Records from a data source>
_ _ _ _
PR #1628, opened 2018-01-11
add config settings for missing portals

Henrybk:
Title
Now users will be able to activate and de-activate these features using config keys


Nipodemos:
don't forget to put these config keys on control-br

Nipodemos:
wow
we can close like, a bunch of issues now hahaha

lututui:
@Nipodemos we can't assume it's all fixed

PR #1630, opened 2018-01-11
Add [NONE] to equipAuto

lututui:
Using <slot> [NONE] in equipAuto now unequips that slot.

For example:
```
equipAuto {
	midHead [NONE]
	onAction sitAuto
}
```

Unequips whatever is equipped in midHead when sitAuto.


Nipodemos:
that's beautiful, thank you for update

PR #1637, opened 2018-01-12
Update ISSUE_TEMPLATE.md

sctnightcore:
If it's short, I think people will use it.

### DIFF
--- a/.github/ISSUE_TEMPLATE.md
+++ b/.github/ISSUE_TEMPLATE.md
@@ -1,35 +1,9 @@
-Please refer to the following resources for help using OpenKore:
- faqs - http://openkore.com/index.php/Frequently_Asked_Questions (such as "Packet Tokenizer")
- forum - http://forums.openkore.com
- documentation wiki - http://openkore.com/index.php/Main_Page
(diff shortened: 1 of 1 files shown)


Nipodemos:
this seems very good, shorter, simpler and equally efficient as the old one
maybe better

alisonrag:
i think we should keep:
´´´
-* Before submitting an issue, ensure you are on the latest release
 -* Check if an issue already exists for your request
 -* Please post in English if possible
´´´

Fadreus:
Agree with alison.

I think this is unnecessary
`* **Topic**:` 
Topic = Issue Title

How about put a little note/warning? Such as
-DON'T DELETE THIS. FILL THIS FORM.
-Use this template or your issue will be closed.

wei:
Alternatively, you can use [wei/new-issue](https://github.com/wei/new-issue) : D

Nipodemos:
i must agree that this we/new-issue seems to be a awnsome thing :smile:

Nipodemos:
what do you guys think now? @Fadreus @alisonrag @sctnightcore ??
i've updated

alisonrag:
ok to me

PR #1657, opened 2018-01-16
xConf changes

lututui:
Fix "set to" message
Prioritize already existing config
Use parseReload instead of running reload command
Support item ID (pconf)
_ _ _ _
TASK TO COMPLETE> Looking at the records above, say how many of their lines include the word "keys", with no other words.

ANSWER BELOW> 2